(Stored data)
..........

PR #25, opened 2020-03-03
add initial KMS support for sealed secrets

aead:
This commit implements encrypted secrets.
Before, KES stored all secrets as plaintext at the
backend secret store. Therefore, KES assumed/required
that the secret store is a secure/trusted component.

While this assumption may be true for secret stores like
Vault or AWS SecretsManager it is not true in the general
case. Further, even if the secret store is considered trusted
it may be desirable to separate the trust between the secret
storage provider and another party.

Therefore, a KES server may want to encrypt secrets before
storing them at the secret store. In general, KES encrypts
secrets with an (external) KMS - like Vault, AWS-KMS or
Azure Vault. Therefore, KES sends a secret to the KMS before
writing it to the secret store. However, it doesn't send the
secret as plaintext to the KMS since that would reveal the
secret to the operator of the KMS / anyone who can inspect
KMS operations.

Instead, it generates a random (local) cryptographic key
when creating a secret and encrypts the secret with that key
*before* sending the secret to the KMS. So, the KMS only
sees ciphertexts (`Enc(local_key, secret)`). The local key
is then embedded into the value written to the secret store.

This construction ensures that neither the secret store provider
nor the KMS provider can decrypt an encrypted secret on their own.
So, it is possible to leverage e.g. a cloud KMS provider (AWS, Google,
MS, ...) to encrypt secrets on some local storage without sharing
these secrets with the cloud provider.

***

Therefore, this commit changes the architecture of the exiting code
quite a bit:

There is now a local store (`secret.Store`) and a remote store
(`secret.Remote`). The `secret.Store` implements en/decryption
(via the `secret.KMS` interface) and is responsible for caching
secrets.
The `secret.Remote` interface defines what operations a secret
store has to provide and must be implemented by all secret store
implementations.

Since, a secret store now can contain plaintext and encrypted
secrets the `secret.Remote` consumes strings while `secret.Store`
consumes `secret.Secret`.
However, for now we demand that the secret store returns only
plaintext secrets or encrypted secrets - but not both. When
the KES server is configured to use a KMS it will always try
to decrypt values from the secret store - including plaintext
secrets which should fail.

An encrypted secret has the following format:
```
{
  "local_key": {
    "bytes": "4BIYQkplmutXWkMg38enraePnsYQauIQkhzBhD7xs+U="
  },
  "kms_key": "5f91e7d9-a376-47cd-ad6f-3485abf9122c",
  "ciphertext":"<base64-encoded-ciphertext>"
}
```

The `local_key` is the cryptographic key used to encrypt
the plaintext secret before sending it to the KMS.
The `kms_key` is the name of the cryptographic key at
the KMS used encrypt the secret (ciphertext).
So, the result of encrypting the plaintext first with
the local key and then with the KMS is `ciphertext`.

***

Apart from this conceptual change, this commit also
adds a `secret.KMS` implementation for the AWS-KMS and
extends the KES server configuration to provide an
AWS-KMS configuration.

### DIFF
--- a/cmd/kes/config.go
+++ b/cmd/kes/config.go
@@ -51,6 +51,21 @@ type serverConfig struct {
 		} `toml:"audit" yaml:"audit"`
 	} `toml:"log" yaml:"log"`
 
+	KMS struct {
+		AWS struct {
+			Addr   string `toml:"address" yaml:"address"`
+			Region string `toml:"region" yaml:"region"`
+
+			Key string `toml:"key" yaml:"key"`
+
+			Login struct {
+				AccessKey    string `toml:"access_key" yaml:"access_key"`
+				SecretKey    string `toml:"secret_key" yaml:"secret_key"`
+				SessionToken string `toml:"session_token" yaml:"session_token"`
+			} `toml:"credentials" yaml:"credentials"`
+		} `toml:"aws" yaml:"aws"`
+	} `toml:"kms" yaml:"kms"`
+
 	KeyStore struct {
 		Fs struct {
 			Dir string `toml:"path" yaml:"path"`
--- a/cmd/kes/server.go
+++ b/cmd/kes/server.go
@@ -172,7 +172,25 @@ func server(args []string) error {
 		}
 	}
 
-	var store secret.Store
+	var store = &secret.Store{}
+	switch {
+	case config.KMS.AWS.Addr != "":
+		kms := &aws.KMS{
+			Addr:   config.KMS.AWS.Addr,
+			Region: config.KMS.AWS.Region,
+			Login: aws.Credentials{
+				AccessKey:    config.KMS.AWS.Login.AccessKey,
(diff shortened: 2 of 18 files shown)


aead:
> Quick question @aead is this backward compatible? - is sealing secrets opt in?

Yes, the KMS configuration for sealing secrets before writing them to the key store is optional. It allows you to turn e.g. the (insecure) filesystem backend into a "secure" one by encrypting the secrets with the external KMS. The same is the case for a potential etcd key store backend.
Further you can separate trust when using e.g. AWS and Vault. So you can use Vault to encrypt secrets before uploading to AWS and vice versa.

aead:
Please do not merge this PR, yet. There is an additional change I want to make that prevents the KMS provider learning the encrypted secrets.

aead:
Again, sry please do not merge. There is one **important fix** (not directly related to this PR) I have to make before this PR can be merged.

..........

— EXERCISE DIRECTIONS —
Using the data above, tally each line that has the string "operations" and report only the sum.

— RESULT BELOW —
2